35.祝宴(下)
「申し遅れ申した。某は織田家家臣、木下藤吉郎秀吉と申す。以後、見知り置きくだされ」
藤吉郎と名乗る男はそう言って少し頭を下げると、隣の小一郎を右肘で小突いた。
「は、私は木下小一郎長秀と申します。以後お見知り置きください」
小一郎は、両の手を床につけて丁寧に頭を垂れた。

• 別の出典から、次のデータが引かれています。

PR #2607, opened 2022-10-25
fix: InputDict `dynamicMember` operator conflict with `hash` function

### LINKED ISSUE #2603: Generated code produces compile error when accessing "data" dictionary in the "InputDict" struct if the name of the accessed property is "hash"
## Bug report

Currently there is a compiler error in generated code when accessing "data" dictionary in the "InputDict" struct if the name of the accessed property is "hash".

## Versions

- `apollo-ios` SDK version: 1.0.2
- Xcode version: 14.1 RC
- Swift version: 5.7.1

## Steps to reproduce

1. execute generate code command.

## Further details
Here is a screenshot of errors produced by the compiler:

Screenshot 2022-10-24 at 15 38 55

I think the reason why this fails is because InputDict has a function:

```swift
  public func hash(into hasher: inout Hasher) {
    hasher.combine(data._jsonEncodableValue?._jsonValue)
  }
```

and that causes the compiler to not be able to find "hash" field through dynamic member lookup.

changing generated code to this removes the compile error:

Screenshot 2022-10-24 at 15 44 13

If there is need for any additional info for solving this issue I will try to answer it here.

calvincestari:
Fixes #2603 

If you have an `InputObject` with a parameter name of `hash` it will conflict with the Hashable protocol function named `hash`. We can fix this by using the fully qualified operator name for the `dynamicMember` subscript.


AnthonyMDev:
I assume this will be the same issue for `SelectionSet` if you have a field named `hash` then? I don't love the verbosity of adding this qualified member name to every field accessor though.

I'd rather special case the keyword `hash` and just use `data[dynamicMember: "hash"]` in the specific case of this. It may be that there are other keywords which will cause this problem also that we have not encountered yet (or that will become issues in the future if we add to the `SelectionSet/InputObject` APIs). And we should have a general solution for this built into `SwiftKeywords` for this.

calvincestari:
> I assume this will be the same issue for SelectionSet if you have a field named hash then? I don't love the verbosity of adding this qualified member name to every field accessor though.

I checked and no this issue doesn't exist for `SelectionSet` because `DataDict` does not offer `@dynamicMemberLookup`. It instead implements a custom subscript and avoids this issue.

That gave me the idea of simply making `InputDict` more like `DataDict` and to remove `@dynamicMemberLookup`, and from what I can tell we don't lose anything and manage to avoid needing to use `dynamicMember:`.

I've added a field named `hash` to AnimalKingdomAPI in both an input and selection set and with all generated code updated it all builds and functions as expected. Can you think of any reason we'd need to keep `@dynamicMemberLookup`?

AnthonyMDev (approved):
This is definitely the right way to handle this. Nice!

Nit: I'm not a fan of adding properties to test edge cases to our example generated models. I add things to them while I'm testing things out, but then I write a unit test and remove the test properties from the main generated models. This really isn't a big deal, and if you want to keep it, I'm not going to argue it. But I would hesitate to make this a common practice. These are meant to be an example of the basic structure, so that our users can see an example of what good generated models look like. But if we start using them to maintain regression testing of edge cases, they will become ugly and not a good quality example for people. And they also conflict with the point of unit tests. I don't want us getting into a habit of relying on "if the example models still build, then it's okay." because that logic leads to lazier unit testing habits.

calvincestari:
I had this test which I removed - https://github.com/apollographql/apollo-ios/pull/2607/commits/d766a297b65e6cd826bc4b664058f6ba476b4554.

PR #39, opened 2021-08-05
Adds `RestoreAsOf` and `Previous` fields to the restic data-mover

osilkin98:

This PR adds `Previous` and `RestoreAsOf` fields to the `ReplicationDestinationResticSpec`. 

`RestoreAsOf` - Serves as an anchor when selecting a Restic snapshot to restore from, and expects a string provided as an `RFC 3339` timestamp. When `RestoreAsOf` is provided, the restic data mover will use it as the starting point when looking for timestamps. When left blank, it will default to `Time.Now()` during synchronization. 

`Previous` - specifies the offset when selecting a restic snapshot to restore from relative to the provided anchor. For example, if `RestoreAsOf` is set to the current time, the `Previous` oldest snapshot will be selected. If `RestoreAsOf` is set to sometime a couple of days ago, the `Previous` oldest snapshot at that time will be selected.

**Related issues:**


cooktheryan:
We should be able to use kuttl to monitor the status of a volume snapshot. Maybe that will help us

osilkin98:
@JohnStrunk I had to disable parallelism since the restic e2e tests would write snapshots to the same minio bucket which created a race condition where tests would restore from each other's snapshot, subsequently failing the tests.

JohnStrunk:
> @JohnStrunk I had to disable parallelism since the restic e2e tests would write snapshots to the same minio bucket which created a race condition where tests would restore from each other's snapshot, subsequently failing the tests.

What about using a different bucket for the different tests? The bucket name is defined in the restic-repo secret: 
https://github.com/backube/volsync/pull/39/files#diff-d7538463a216881fca23cc83266922f36577991f55793365736cf8987e92c6d1R16
If you name a bucket that doesn't exist, it'll get created.

cooktheryan:
awful lot of green check marks there :+1:

mover-restic/entry.sh
```diff
@@ -72,12 +76,156 @@ function do_prune {
...
+            fi
+            ((offset++))
+        done
+    fi
+
+    # offset the epoch selection if SELECT_PREVIOUS is defined
+    local -i select_offset=${SELECT_PREVIOUS-0}
+    ((offset+=select_offset))
+
+    # when timestamp isnt provided, just retrieve the latest snapshot
```
JohnStrunk, line 194: This comment really confused me. When timestamp isn't provided, offset is 0, so we'll just take the most recent.
This block is really just converting the offset to the snapshot id, right?

test-kuttl/e2e/restic-with-restoreasof/22-recreate-restore.yaml
```diff
@@ -0,0 +1,7 @@
+# issues a command to recreate the restic snapshot
+---
+apiVersion: kuttl.dev/v1beta1
+kind: TestStep
+commands:
+  - timeout: 2400
```
JohnStrunk, line 6: Why would this step take a long time?

test-kuttl/e2e/restic-with-restoreasof/23-verify-data.yaml
```diff
@@ -0,0 +1,27 @@
+---
+apiVersion: batch/v1
+kind: Job
+metadata:
+  name: verify
+spec:
+  backoffLimit: 99
```
JohnStrunk, line 7: Is there a need to retry?

test-kuttl/e2e/restic-with-restoreasof/23-assert.yaml
```diff
@@ -0,0 +1,13 @@
+---
+apiVersion: kuttl.dev/v1beta1
+kind: TestAssert
+timeout: 2400
```
JohnStrunk, line 4: Could this be something less... like 600 or 300?

JohnStrunk (commented):
quite the bash :ninja: 

Just a few small items, nothing major.

controllers/mover/restic/mover.go
```diff
@@ -264,7 +268,7 @@ func (m *Mover) ensureJob(ctx context.Context, cachePVC *corev1.PersistentVolume
 		}
 		utils.MarkForCleanup(m.owner, job)
 		job.Spec.Template.ObjectMeta.Name = job.Name
-		backoffLimit := int32(8)
+		backoffLimit := int32(999999999)
```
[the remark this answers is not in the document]
osilkin98: yep

mover-restic/entry.sh
osilkin98: This comment was forgotten after this function was drastically changed. A Classic example of code debt.

test-kuttl/e2e/restic-with-restoreasof/22-recreate-restore.yaml
osilkin98: In the conversation the other day it was mentioned that we needed to bump up the timeouts, at the time I was under the impression that it was the cause of my e2e test failures.

JohnStrunk:
Thanks for working on this.
/approve
/lgtm

PR #42, opened 2021-08-05
Add ability to specify full container image in Chart

### LINKED ISSUE #5: Allow helm install to use sha hashes of container images
Currently, the helm chart allows specifying the container image and a tag name. It should also be possible to specify a sha hash instead of a named tag.

We need to use the hashes in openshift ci builds, and currently it has to be hacked around.

**Additional context**
cc: @sallyom

JohnStrunk:
This adds an additional field to the Chart values file that allows specifying the full image field unstead of individually specifying the image and tag. The purpose is to permit specifying the image+sha hash.

Note:
`x.image` overrides both `x.repository` and `x.tag`

**Related issues:**
Fixes #5

### DIFF
--- a/helm/volsync/templates/_helpers.tpl
+++ b/helm/volsync/templates/_helpers.tpl
@@ -60,3 +60,19 @@ Create the name of the service account to use
 {{- default "default" .Values.serviceAccount.name }}
 {{- end }}
 {{- end }}
+
+{{/*
+Determine the container image to use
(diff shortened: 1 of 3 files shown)


JohnStrunk:
@sallyom PTAL

sallyom:
/lgtm

When this merges I'll update the [e2e PR](https://github.com/openshift/release/pull/20036) to be sure all is working as expected.

PR #47, opened 2021-08-12
Race in set-replication

### LINKED ISSUE #14: Race in `set-replication`
When set-replication performs the manual sync, it waits for the sync to finish on the source (trigger status == spec), then it immediately attempts to retrieve the `latestImage` from the ReplicationDestination. There is no guarantee that `latestImage` has been updated yet, even though we know the sync has completed from the PoV of the source.

Result in the following error being triggered:
https://github.com/backube/scribe/blob/a9c0d0c9d4084c3aeaa61f771c19b8d736acd8a5/pkg/cmd/set_replication.go#L197

This may be a bit tricky to solve since the mere presence of a `latestImage` is insufficient (it may be from a previous sync). We somehow need to poll and ensure what we find is generated after the completion of the sync. Perhaps:
1. Check destination and remember what we find
2. Do the manual sync on the source
3. Poll the destination until it's different than what we saw in step 1 (or timeout)

v-harihar:
Issue:
When set-replication performs the manual sync, it waits for the sync to finish
on the source (trigger status == spec), then it immediately attempts to retrieve
the latest images from the ReplicationDestination. There is no guarantee that
the latest image has been updated yet, even though we know the sync has been 
completed from the PoV of the source.

Solution:
1. Check destination and remember what we find
2. Do the manual sync on the source
3. Poll the destination until it's different than what we saw in step 1 (or timeout)

**Related issues:**
Fixes #14

### DIFF
--- a/pkg/cmd/set_replication.go
+++ b/pkg/cmd/set_replication.go
@@ -150,11 +150,28 @@ func (o *FinalizeOptions) SetReplication() error {
 	if err := o.RepOpts.Source.Client.Get(ctx, sourceNSName, repSource); err != nil {
 		return err
 	}
+
+	// Keep the oldImage saved to for the reference
+	var oldImage *corev1.TypedLocalObjectReference
+	repDest := &volsyncv1alpha1.ReplicationDestination{}
+	destNSName := types.NamespacedName{
+		Namespace: o.RepOpts.Dest.Namespace,
+		Name:      o.destName,
+	}
+
+	if err := o.RepOpts.Dest.Client.Get(ctx, destNSName, repDest); err != nil {
+		return err
+	}
+	if repDest.Status != nil {
+		oldImage = repDest.Status.LatestImage
+	}
+
 	klog.Infof("Triggering final data sync")
 	repSource.Spec.Trigger = &volsyncv1alpha1.ReplicationSourceTriggerSpec{
 		Schedule: repSource.Spec.Trigger.Schedule,
 		Manual:   lastManualSync,
 	}
+
 	if err := o.RepOpts.Source.Client.Update(ctx, repSource); err != nil {
 		return fmt.Errorf("unable to set manual trigger for last sync")
 	}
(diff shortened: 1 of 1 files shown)


pkg/cmd/set_replication.go
```diff
@@ -155,6 +155,18 @@ func (o *FinalizeOptions) SetReplication() error {
...
+	repDest := &volsyncv1alpha1.ReplicationDestination{}
+	destNSName := types.NamespacedName{
+		Namespace: o.RepOpts.Dest.Namespace,
+		Name:      o.destName,
+	}
+	if err := o.RepOpts.Dest.Client.Get(ctx, destNSName, repDest); err != nil {
+		return err
+	}
+
+	oldImage := repDest.Status.LatestImage
```
JohnStrunk, line 168: You'll need to check `repDest.Status` for nil before dereferencing
Probably something like:
```go
var oldImage *corev1.TypedLocalObjectReference
if repDest.Status != nil {
  oldImage = repDest.Status.LatestImage
}
```

pkg/cmd/set_replication.go
```diff
@@ -175,19 +187,33 @@ func (o *FinalizeOptions) SetReplication() error {
...
-	if err := o.RepOpts.Dest.Client.Get(ctx, destNSName, repDest); err != nil {
+
+	if err := wait.PollImmediate(5*time.Second, o.timeout, func() (bool, error) {
+		if err := o.RepOpts.Dest.Client.Get(ctx, destNSName, repDest); err != nil {
+			return false, err
+		}
+		latestImage = repDest.Status.LatestImage
+		if oldImage.Name == latestImage.Name {
+			return false, nil
+		}
```
JohnStrunk, line 209: - Need to check that `Status` isn't nil
- Need to check that `oldImage` and `latestImage` aren't nil

JohnStrunk (changes requested):
Thanks for taking a look at this!

JohnStrunk:
Thanks, Vinayak

/lgtm

JohnStrunk (approved):

Issue #49, opened 2021-08-12
cli should be usable w/o a config file


JohnStrunk:
**Describe the feature you'd like to have.**
It should be possible to use the cli w/o having a config file.

Currently:
```console
$ kubectl volsync help
error: Config File "config.yaml" Not Found in "[/home/jstrunk/.volsyncconfig]"
```

**What is the value to the end user? (why is it a priority?)**

**How will we know we have a good solution? (acceptance criteria)**
- A missing config file should be treated as empty
- ~It should be possible to provide an alternate location for the config file~ This exists `--config <filename`
- It should be possible to use the cli in full w/o a config file (everything via cli parameters)

**Additional context**
Related to #22, #10

sallyom:
@JohnStrunk I only noticed this the other day, **this is a bug** not intended behavior,  thank you!

PR #51, opened 2021-08-17
cli: set-replication doesn't obey source-name

### LINKED ISSUE #10: cli docs show incorrect option names
**Describe the bug**
The option names described in the docs don't match what the cli expects.
docs: https://scribe-replication.readthedocs.io/en/latest/usage/rsync/plugin_opts.html

At least:
- dest-storage-class-name -> dest-storage-class
- dest-volume-snapshot-class-name -> dest-volume-snapshot-class

### LINKED ISSUE #50: cli: set-replication doesn't obey `source-name`
**Describe the bug**
`start-replication` allows creating a custom named ReplicationSource via the `source-name` parameter. `set-replication` should also use this parameter since it's commonly used as part of a start, set sequence.

**Steps to reproduce**
Config file:
```yaml
source-kube-context: kind-kind
source-name: wiki-src
source-namespace: wiki
source-copy-method: Clone
source-pvc: dokuwiki

dest-kube-context: admin
dest-name: wiki-dest
dest-namespace: wiki-dest
dest-service-type: LoadBalancer
dest-capacity: 2Gi
dest-access-mode: ReadWriteOnce
dest-copy-method: Snapshot
```

```console
$ kubectl volsync start-replication
...
$ kubectl volsync set-replication
I0813 10:27:22.687209  523925 set_replication.go:144] Fetching ReplicationSource wiki-source in namespace wiki
Error from server (NotFound): replicationsources.volsync.backube "wiki-source" not found

$ kubectl --context kind-kind -n wiki get replicationsource
NAME       SOURCE     LAST SYNC              DURATION        NEXT SYNC
wiki-src   dokuwiki   2021-08-13T14:30:19Z   19.081158175s   2021-08-13T14:35:00Z
```

**Expected behavior**

**Actual results**
`set-replication` tried to use "wiki-source" instead of "wiki-src"

**Additional context**

v-harihar:
start-replication allows creating a custom named ReplicationSource
via the source-name parameter. set-replication should also use this
parameter since it's commonly used as part of a start, set sequence.

Due to different source and destination names used for command line
parameters in case of start-replication and set-replication, the
set-replication command tries to find the replication destination
and replication source in default namespaces and fails.

corrected command-line parameters as mentioned in
https://scribe-replication.readthedocs.io/en/latest/usage/rsync/plugin_opts.html

**Related issues:**
Fixes #50
Fixes #10

### DIFF
--- a/pkg/cmd/set_replication.go
+++ b/pkg/cmd/set_replication.go
@@ -243,16 +243,17 @@ func (o *FinalizeOptions) SetReplication() error {
 		destOpts := ResourceOptions{
 			PVC: o.destPVC,
 		}
+		sourceOpts := ResourceOptions{
+			PVC:          srcPVC.Name,
+			StorageClass: o.destStorageClass,
+		}
 		repOpts := &SetupReplicationOptions{
 			RepOpts: o.RepOpts,
 			Dest: DestinationOptions{
 				destOpts,
 			},
 			Source: SourceOptions{
-				ResourceOptions: ResourceOptions{
-					PVC:          srcPVC.Name,
-					StorageClass: o.destStorageClass,
-				},
+				sourceOpts,
 			},
 		}
 		if len(o.destCapacity) == 0 {
--- a/pkg/cmd/set_replication.go
+++ b/pkg/cmd/set_replication.go
@@ -89,12 +89,13 @@ func NewCmdVolSyncSetReplication(streams genericclioptions.IOStreams) *cobra.Com
 
 func (o *FinalizeOptions) bindFlags(cmd *cobra.Command, v *viper.Viper) error {
 	flags := cmd.Flags()
-	flags.StringVar(&o.sourceName, "source-replication-name", o.sourceName, "name of ReplicationSource (default '<source-ns>-source')")
-	flags.StringVar(&o.destName, "dest-replication-name", o.destName, "name of ReplicationDestination (default '<dest-ns>-destination') ")
+
+	flags.StringVar(&o.sourceName, "source-name", o.sourceName, "name of ReplicationSource (default '<source-ns>-source')")
+	flags.StringVar(&o.destName, "dest-name", o.destName, "name of ReplicationDestination (default '<dest-ns>-destination') ")
 	flags.StringVar(&o.destPVC, "dest-pvc", o.destPVC, "name of not-yet-existing destination PVC. "+
 		"Default is sourcePVC name, or if PVC with sourcePVC name exists in destination namespace, then 'sourcePVC-<date-tag>'")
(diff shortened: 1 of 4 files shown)


pkg/cmd/set_replication.go
```diff
@@ -89,7 +89,14 @@ func NewCmdVolSyncSetReplication(streams genericclioptions.IOStreams) *cobra.Com
 
 func (o *FinalizeOptions) bindFlags(cmd *cobra.Command, v *viper.Viper) error {
 	flags := cmd.Flags()
+
+	if o.sourceName == "" {
+		o.sourceName, _ = v.Get("source-replication-name").(string)
+	}
 	flags.StringVar(&o.sourceName, "source-replication-name", o.sourceName, "name of ReplicationSource (default '<source-ns>-source')")
```
JohnStrunk, line 96: It looks like you're trying to update the default value for the flags. I think a better approach would be to ensure the flag names are standardized across the different operations.

For example, the current issue of `start-replication` vs `set-replication` looks like it comes down to the flags being named differently (and not documented).
`start-replication` seems to take "source-name" (L126 of create_replication.go) whereas `set-replication` takes "source-replication-name".

My suggestion would be to take a look at the flag names and adjust them so that they are consistent across the different sub-commands. It would also be beneficial to ensure consistent naming of the struct fields, too. (i.e. `o.SourceName` vs `o.Name`)

A good review and cleanup could probably take care of #10 and #49 as well.

v-harihar: Makes sense. I too came across these differences but was not sure whether to take of those changes through this PR. 
I will do the needful.

v-harihar:
@JohnStrunk #49 is not handled in this commit.

pkg/cmd/set_replication.go
```diff
@@ -239,14 +240,20 @@ func (o *FinalizeOptions) SetReplication() error {
...
 		}
 		repOpts := &SetupReplicationOptions{
-			RepOpts:      o.RepOpts,
-			DestOpts:     destOpts,
-			SourcePVC:    srcPVC.Name,
-			StorageClass: o.destStorageClass,
+			RepOpts: o.RepOpts,
+			Dest: DestinationOptions{
+				destOpts,
+			},
```
sallyom, line 250: nit: Inline the destOpts (L243,244) like below with SourceOptions, for consistency, (or define sourceOpts above, like destOpts) but I'm fine with it as/is

sallyom (commented):
@v-harihar thank you so very much for the much needed cleanup and fixes!
This lgtm, I have the one nit, but other than that let's merge this and keep improving on the CLI  :grin:

pkg/cmd/set_replication.go
v-harihar: Sure

Issue #48, opened 2021-08-12
When allocating a new volume based on another, use the correct capacity


JohnStrunk:
When generating a clone of an existing PVC, we currently use the requested size:
https://github.com/backube/volsync/blob/216ac45a8ac7ae851d7a1713fec16a0a8a7cd459/controllers/volumehandler/volumehandler.go#L243
https://github.com/backube/volsync/blob/216ac45a8ac7ae851d7a1713fec16a0a8a7cd459/controllers/volumehandler/volumehandler.go#L346
https://github.com/backube/volsync/blob/216ac45a8ac7ae851d7a1713fec16a0a8a7cd459/controllers/volumehandler.go#L342
https://github.com/backube/volsync/blob/216ac45a8ac7ae851d7a1713fec16a0a8a7cd459/controllers/volumehandler.go#L430
We should be using the actual size (`.status.capacity`). These two could differ in the case of volume resize.

PR #64, opened 2021-08-26
When allocating a new volume based on another, use the correct capacity

v-harihar:
When generating a clone of an existing PVC, we currently use the requested
size. So We should be using the actual size (.status.capacity). These two
could differ in the case of volume resize.

Fixes: #48


tesshuflower:
I think this PR would have fixed the issue, but got out of date.  We ended up fixing in https://github.com/backube/volsync/pull/251 and had slightly more checks (i.e. don't rely on capacity, still fall back to requested size etc).  I think we can probably close this one now.

PR #65, opened 2021-08-26
Adds moving image tags for release & ocm branches

JohnStrunk:
This adds moving tags to the container images in Quay that will track
the HEAD of the release and ocm branches.

**Related issues:**
open-cluster-management/backlog#14604


JohnStrunk:
/cherrypick ocm-2.4

Looks like the workflow files need to be in the target branch for them to run

Issue #73, opened 2021-09-07
Build rclone and restic binaries


JohnStrunk:
**Describe the feature you'd like to have.**
Today, we download the released binaries for rclone and restic to include in the mover containers. This presents an auditing problem for the downstream build & release process.
We should clone and build the sources ourselves as a part of the Docker build of the mover containers.

**What is the value to the end user? (why is it a priority?)**
- This ensures reproducible builds
- Makes it easier to manage upstream/downstream releases and keeps them better in sync
- Makes it easier to build for multiple architectures

**How will we know we have a good solution? (acceptance criteria)**
- The upstream source is cloned & built on each container build
- The build is locked to a specific release by tag and git hash
- Version information is visible in the Dockerfile such that a simple diff of the file can determine if/when the version changed (i.e., the version shouldn't be a `buildarg`)

**Additional context**
Related to open-cluster-management/backlog#14604

JohnStrunk:
This is Fixed by #74 & #75

PR #74, opened 2021-09-07
Build restic and rclone from source

JohnStrunk:
This PR builds the rclone and restic binaries from source instead of relying on the built binary releases.

**Related issues:**
Related to #73

### DIFF
--- a/mover-rclone/Dockerfile
+++ b/mover-rclone/Dockerfile
@@ -1,3 +1,22 @@
+# Build rclone
+FROM golang:1.16 as rclone-builder
+
+WORKDIR /workspace
+
+ARG RCLONE_VERSION=v1.55.1
+# hash: git rev-list -n 1 ${RCLONE_VERSION}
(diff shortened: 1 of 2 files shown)


JohnStrunk:
@arewm Could you take a look and make sure this fits what you were expecting

arewm (approved):
LGTM! Thanks!

When porting this downstream, the git-ness of the repo is cleaned out. Do you know if any additional parameters are needed to pass to the complilation to rectify this (i.e. to output version metadata, etc. to logging)? 

No worries if you don't know _now_ as we can iterate on it in the future.

JohnStrunk:
@arewm We embed the version for the operator based on this make variable. It can be overridden:
https://github.com/backube/volsync/blob/744cf2e1f3cfa6f1f92ca96333138dddf8a46a46/Makefile#L6

There's also a VERSION variable in the movers that's set the same way.

PR #79, opened 2021-09-21
Clean up e2e... again

JohnStrunk:
Hopefully this improves e2e pass rate on OCP/AWS.

- It increases the default step timeout to 300s and manually increases to 600s when snapshots will be accessed. Even for the small volumes we use in e2e, it can take several minutes (typically ~2.5m) for a snapshot to become ready. This long delay has the effect of causing the provisioner to backoff, causing another 1m or so delay once `ready` is achieved.
- This also fixes a bug in restoreasof where the "source" pod wasn't being deleted, causing a multi-attach error when the verify pod tried to start.
- It adds additional data collection when a job fails to help diagnosing
- It pulls the separate *.yaml and *.sh test scripts into the yaml via embedded scripts, so the test step is all in one place.

**Related issues:**


test-kuttl/e2e/restic-with-manual-trigger/00-create-restic-secret.yaml
```diff
@@ -2,5 +2,23 @@
 apiVersion: kuttl.dev/v1beta1
 kind: TestStep
 commands:
-  - timeout: 90
-    command: ./00-create-restic-secret.sh
+  - timeout: 60
+    script: |
```
osilkin98, line 6: Nice usage of `script`, removing the extra `.sh` scripts is a great step.

osilkin98 (approved):
This looks good, it's nice that a lot of the default timeouts have been removed, that'll make it easier to increase timeouts if we need to in the future.

PR #80, opened 2021-09-22
Add VersionInfo to Builder interface

### LINKED ISSUE #78: Print mover container images at startup
When the operator starts, it should print the container image names/tags that will be used for the movers. Currently, this works for rsync & rclone, but the image path for restic (which uses the new mover interface) isn't printed.

Enhance the Mover interface such that the container image name gets printed to the log when a mover is added to the catalog.

It should be easy to identify exactly which container images are used to help troubleshooting.

- [x] The full container image name + tag are printed for all movers
- [x] There exists a standard way of doing this using the Mover interface

**Additional context**

JohnStrunk:
The VersionInfo() call allows movers to print the container image that they will be using. This is useful information in the debug logs.

**Related issues:**
Fixes #78


osilkin98 (approved):
/lgtm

それに答える様に文殊丸が名乗ろうと口を開けようとすると、半兵衛が遮る様に話し始めた。
「して、木下殿は如何な用向きにて御足労頂いたのでございましょうか?」
半兵衛の問いに藤吉郎は躊躇いも無く答える。
「それはですな、この稲葉山の城と井ノ口の城下町をお譲り頂きたくお願いに参上した次第に御座る。とは申しても安藤様より快いご返答も頂けた故、これ以上に目出度き事は御座らん。その為の祝宴で御座ろう?」
藤吉郎が言い終えるや否や、半兵衛は最奥に座す守就を鋭い眼光で睨み付けた。
「やや、決して悪い話では無い。何せ信長殿は美濃の半分を所領として確約すると申して来た。儂とそなたでそれを分ければ良い話。それ以上を望むは分不相応と言うものであろう」
何の悪びれる素振りも無く言い放つ守就に半兵衛は語調は穏やかではあるものの、珍しく両の眉を吊り上げて言い返す。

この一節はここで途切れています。